Wie bereits jüngst von „Kurier“ oder „Heute“ aufgegriffen, entbrannte zuletzt eine Diskussion über die Besetzung der Massenstart-Weltcups. Genauer gesagt ging es um Berlin, wo anstelle von Linus Heidegger dem in Österreich gemeldeten Niederländer Bram Smallenbroek der Vorzug für einen der zwei Startplätze (den zweiten bekam Armin Hager) gegeben wurde.
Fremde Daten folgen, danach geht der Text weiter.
PR #2024, opened 2026-07-13
Rethrow asynchronous completion-source faults

### LINKED ISSUE #2014: P2 bug: PooledCompletionSource.TrySet* catch-all masks genuine completion faults as successful completions (#2002)
## Summary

Obwohl sich Wolf im Vorfeld für den Einsatz des 19-jährigen Tirolers, für den es um die Sicherung seines Heersportplatzes geht, stark gemacht hatte, wurde letztlich zugunsten des 27-jährigen Smallenbroek entschieden. Pikant vor allem deswegen, weil die Weisung direkt von Präsident Falger kam, der seine Forderung auch mit dem nötigen Nachdruck versah.

Dabei ist es gelebte Praxis im ÖESV, dass für die Aufstellung bei den Rennen die Technische Kommission in Abstimmung mit dem Nationaltrainer verantwortlich ist und Falger somit seine Kompetenzen überschritten hat. Die richtige Note wird der Angelegenheit noch verliehen, wenn man bedenkt, dass Smallenbroek, aktuell der einzige Weltcup-Läufer von Falgers Klub REC Innsbruck ist. Um das Bild zu vervollständigen, sei erwähnt, dass Smallenbroek zu einem Großteil bei Müller in Ungarn trainiert.

Kein Wunder also, wenn hinter vorgehaltener Hand böse Zungen bereits davon sprechen, dass man heuer vom Regen in die Traufe geschlittert ist.